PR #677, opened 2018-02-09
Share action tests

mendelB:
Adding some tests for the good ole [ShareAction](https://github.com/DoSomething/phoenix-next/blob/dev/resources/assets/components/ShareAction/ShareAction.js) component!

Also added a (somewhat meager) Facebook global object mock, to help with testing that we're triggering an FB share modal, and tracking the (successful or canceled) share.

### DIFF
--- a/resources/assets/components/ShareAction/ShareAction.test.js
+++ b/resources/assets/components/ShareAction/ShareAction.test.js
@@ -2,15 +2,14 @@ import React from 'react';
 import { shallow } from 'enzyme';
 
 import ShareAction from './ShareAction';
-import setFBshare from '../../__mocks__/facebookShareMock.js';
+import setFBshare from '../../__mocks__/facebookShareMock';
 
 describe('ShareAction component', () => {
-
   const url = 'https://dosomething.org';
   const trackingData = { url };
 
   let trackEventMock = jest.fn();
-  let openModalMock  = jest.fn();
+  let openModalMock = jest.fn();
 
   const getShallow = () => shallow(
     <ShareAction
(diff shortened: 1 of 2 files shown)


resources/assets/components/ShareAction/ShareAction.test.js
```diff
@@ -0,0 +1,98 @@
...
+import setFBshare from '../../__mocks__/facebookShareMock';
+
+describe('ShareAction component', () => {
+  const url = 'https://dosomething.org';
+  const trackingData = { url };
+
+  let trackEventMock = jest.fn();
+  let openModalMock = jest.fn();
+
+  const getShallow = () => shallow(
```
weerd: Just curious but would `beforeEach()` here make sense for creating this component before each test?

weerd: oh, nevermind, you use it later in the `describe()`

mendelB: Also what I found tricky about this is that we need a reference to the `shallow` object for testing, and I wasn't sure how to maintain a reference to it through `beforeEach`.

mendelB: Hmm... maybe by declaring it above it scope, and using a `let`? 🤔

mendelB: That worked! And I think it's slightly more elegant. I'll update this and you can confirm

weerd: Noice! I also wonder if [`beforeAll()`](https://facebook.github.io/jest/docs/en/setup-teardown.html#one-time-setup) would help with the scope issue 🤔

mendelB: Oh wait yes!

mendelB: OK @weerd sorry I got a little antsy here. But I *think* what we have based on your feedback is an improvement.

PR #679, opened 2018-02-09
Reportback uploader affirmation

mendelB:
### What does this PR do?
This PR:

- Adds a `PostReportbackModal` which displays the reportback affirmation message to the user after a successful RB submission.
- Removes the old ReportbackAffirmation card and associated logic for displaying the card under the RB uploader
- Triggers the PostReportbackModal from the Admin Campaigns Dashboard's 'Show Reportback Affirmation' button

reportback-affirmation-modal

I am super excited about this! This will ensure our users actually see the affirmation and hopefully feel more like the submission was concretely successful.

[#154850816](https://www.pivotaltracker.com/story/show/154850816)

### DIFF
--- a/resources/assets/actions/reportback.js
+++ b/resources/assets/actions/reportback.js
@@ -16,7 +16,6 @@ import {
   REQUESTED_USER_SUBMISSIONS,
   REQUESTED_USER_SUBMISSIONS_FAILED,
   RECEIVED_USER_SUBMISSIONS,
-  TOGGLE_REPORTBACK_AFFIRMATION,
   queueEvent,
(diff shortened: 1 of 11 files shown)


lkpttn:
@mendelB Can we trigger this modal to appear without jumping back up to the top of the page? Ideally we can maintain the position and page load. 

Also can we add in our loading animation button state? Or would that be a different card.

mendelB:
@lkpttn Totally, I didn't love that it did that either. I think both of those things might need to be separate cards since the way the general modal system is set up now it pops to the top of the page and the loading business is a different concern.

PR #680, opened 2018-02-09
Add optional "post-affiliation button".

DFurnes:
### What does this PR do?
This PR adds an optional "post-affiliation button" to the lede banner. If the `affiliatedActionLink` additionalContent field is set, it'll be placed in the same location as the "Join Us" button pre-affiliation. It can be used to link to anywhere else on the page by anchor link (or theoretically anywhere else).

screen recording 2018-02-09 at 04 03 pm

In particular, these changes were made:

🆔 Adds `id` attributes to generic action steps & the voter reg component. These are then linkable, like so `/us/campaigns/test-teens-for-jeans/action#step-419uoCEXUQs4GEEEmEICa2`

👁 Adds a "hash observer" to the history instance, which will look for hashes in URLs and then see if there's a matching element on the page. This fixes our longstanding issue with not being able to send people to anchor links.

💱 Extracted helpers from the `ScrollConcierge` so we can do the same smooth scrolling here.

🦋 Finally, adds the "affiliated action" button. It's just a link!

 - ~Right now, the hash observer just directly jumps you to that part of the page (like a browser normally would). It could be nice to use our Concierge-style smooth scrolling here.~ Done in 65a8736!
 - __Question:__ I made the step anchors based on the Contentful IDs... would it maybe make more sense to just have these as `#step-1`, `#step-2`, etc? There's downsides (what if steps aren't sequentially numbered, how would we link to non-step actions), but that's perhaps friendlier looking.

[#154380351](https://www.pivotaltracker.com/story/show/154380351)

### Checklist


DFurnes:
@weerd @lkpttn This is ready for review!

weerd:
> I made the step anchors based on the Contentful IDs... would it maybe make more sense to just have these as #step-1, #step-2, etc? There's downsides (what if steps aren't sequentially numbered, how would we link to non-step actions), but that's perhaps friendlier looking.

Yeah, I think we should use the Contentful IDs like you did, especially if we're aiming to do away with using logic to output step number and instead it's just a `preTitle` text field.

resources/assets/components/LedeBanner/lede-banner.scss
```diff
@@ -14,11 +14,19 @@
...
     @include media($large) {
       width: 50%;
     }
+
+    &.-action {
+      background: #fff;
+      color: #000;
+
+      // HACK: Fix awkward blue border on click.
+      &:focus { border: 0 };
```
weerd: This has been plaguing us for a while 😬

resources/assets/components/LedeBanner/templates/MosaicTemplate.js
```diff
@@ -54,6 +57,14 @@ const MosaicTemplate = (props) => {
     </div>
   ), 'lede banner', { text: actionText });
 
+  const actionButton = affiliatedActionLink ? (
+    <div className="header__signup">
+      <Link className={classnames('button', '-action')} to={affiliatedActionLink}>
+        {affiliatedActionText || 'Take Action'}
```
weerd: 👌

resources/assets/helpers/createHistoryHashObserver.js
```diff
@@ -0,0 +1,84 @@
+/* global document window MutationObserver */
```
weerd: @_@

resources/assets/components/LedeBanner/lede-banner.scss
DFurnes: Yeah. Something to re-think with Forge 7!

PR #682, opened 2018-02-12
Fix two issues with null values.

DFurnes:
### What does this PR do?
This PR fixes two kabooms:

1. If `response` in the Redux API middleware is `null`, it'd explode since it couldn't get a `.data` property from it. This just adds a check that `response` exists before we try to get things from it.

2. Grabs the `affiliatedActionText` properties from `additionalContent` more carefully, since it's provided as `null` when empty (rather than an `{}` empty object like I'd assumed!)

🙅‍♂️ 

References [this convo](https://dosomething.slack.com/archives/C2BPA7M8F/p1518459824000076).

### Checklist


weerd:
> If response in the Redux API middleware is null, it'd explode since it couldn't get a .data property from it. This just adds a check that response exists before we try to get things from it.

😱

────────

[Description of the task] All lines above with the word "steps" need to be reported.

[Response to this task]
🆔 Adds `id` attributes to generic action steps & the voter reg component. These are then linkable, like so `/us/campaigns/test-teens-for-jeans/action#step-419uoCEXUQs4GEEEmEICa2`
 - __Question:__ I made the step anchors based on the Contentful IDs... would it maybe make more sense to just have these as `#step-1`, `#step-2`, etc? There's downsides (what if steps aren't sequentially numbered, how would we link to non-step actions), but that's perhaps friendlier looking.
> I made the step anchors based on the Contentful IDs... would it maybe make more sense to just have these as #step-1, #step-2, etc? There's downsides (what if steps aren't sequentially numbered, how would we link to non-step actions), but that's perhaps friendlier looking.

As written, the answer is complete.